4.2 Vascular scaling in leaves of Austrobaileyales and other angiosperms
Within leaves of A. scandens , the geometry of vascular elements (tracheids and sieve tube elements) vary across vein orders. Hierarchical scaling of the xylem has been documented in the reticulate leaves of angiosperms, suggesting that the efficiency of water distribution across the continuous xylem conduits follows laws of energy conservation, such as Murray´s law (Murray, 1926; McCulloh et al., 2003; Carvalho et al., 2017a, Scoffoni et al., 2017). In contrast, the scaling of sieve tube elements in leaf veins of woody plants remains poorly characterized. Recent work in leaves with different branching patterns, such as the dichotomously branched veins of Ginkgo (Carvalho et al., 2017b), or reticulate-veined leaves of Populus andIllicium (Carvalho et al., 2017a; Losada & Holbrook, 2019), strongly suggest universal variation of the geometry of phloem conduits across leaf vein orders. Yet, an unexplored feature in the leaves of angiosperms is the size of pores connecting sieve tubes in the leaves. Our work provides evidence that pore sizes vary in accordance with sieve tube dimensions, from 0.08µm in minor veins to 0.12µm in the petiole. As a result, variation of both the geometry of tubes and size of pores enhance bulk export of photoassimilates toward the petiole under the pressure-flow predictions (Münch, 1930).
We further report a 1:1.25 xylem to phloem ratio of areas of the major vein in Austrobaileya leaves, balanced in favor of the phloem compared to the general range of 1:4 to 1:10 reported in leaves of deciduous trees (Artschwager, 1926; Waisel et al., 1966). Additionally, the isodiametric sieve tube elements in the midrib linearly increased in number toward the petiole. The dimensions of sieve elements in the major leaf veins remains poorly explored in angiosperms, but they are well documented in the single veined needles of conifers (Ronellenfitsch et al., 2015), in which photo assimilate export is favored by the increasing number of isodiametric phloem conduits from the tip to the base of the needles. This suggests a convergent strategy between conifer needles and A. scandens midrib, but whether this is well-maintained in other angiosperm leaves, needs further testing. Furthermore, the isodiametric tracheids of the midrib linearly increased in number toward the petiole, supporting predictions on the uniformity of xylem conduit diameter within the same vein order (McCulloh et al., 2003, 2009; Gleason et al., 2018). Among the scarce studies documenting xylem allometry in single veins, variation in conduit diameter along the midrib has been studied in Fraxinus (Petit et al., 2016) andAcer (Lechthaler et al., 2019). The shortening of tracheids toward the petiole of A. scandens suggests that conductivity of water uptake by leaves is lower, in sharp contrast with the highly conductive stems, pointing to hydraulic segmentation of the xylem between the stems and the leaves. In contrast, the sieve tube elements of the petiole reduced their length, but not their diameter, thus maintaining a stable transport capacity.
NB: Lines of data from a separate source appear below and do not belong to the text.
PR #4530, opened 2015-11-06
fix ofEasyCam scroll behaviour

tgfrerer:
Unfortunately #4524 introduced an issue with ofEasyCam, which was tracking the mouse argument's `.y` instead of the new `.scrollY`.

This PR fixes this.


arturoc:
we should grep all the core and addons for appeareances of the scroll event. ofxGui is also probably broken

tgfrerer:
I'll look into it.

CNek:
I'm not sure if it is related but i get strange scrolling behavior too with ofEasyCam :
Scrollwheel zoom's are fluid and smooth until I pan, it becomes stepped (OS X default system behavior) i have also some "jumps" when panning and scrolling as they were'nt aware of each others movements.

We previously showed a similar trait in the leaves of Illicium parviflorum (Losada & Holbrook, 2019; Carvalho et al., 2018), a pattern confirmed in leaves of five tree species: Acer saccharum , Liriodendron tulipifera ,Catalpa speciosa , Liquidambar styraciflua , andQuercus rubra (unpublished).
The special characteristics of the petioles have been previously put forward in a number of species such as in the genera Beta (Geiger et al, 1969), Cyclamen (Grimm et al., 1997), orPelargonium (Ray & Jones, 2018), suggesting architectural plasticity that is uncoupled from the leaf lamina. Strikingly, we found that the petiole of A. scandens is fiberless, in sharp contrast with the massive presence of perivascular fibers in the leaf lamina. Fiberless petioles were further observed in Illicium parviflorum(Losada & Holbrook, 2019), and suggest that these short petioles require flexibility, especially in understory plants such as the majority of members of the Austrobaileyales, which need to orientate their leaves toward sun flecks. In addition, the petioles ofA. scandens may aid with twining, as previously suggested (Feild et al., 2003b), in agreement with previous evidence of a pivotal role of petiole reorientation in generating the squeezing force that stabilize twining stems (Isnard et al., 2009).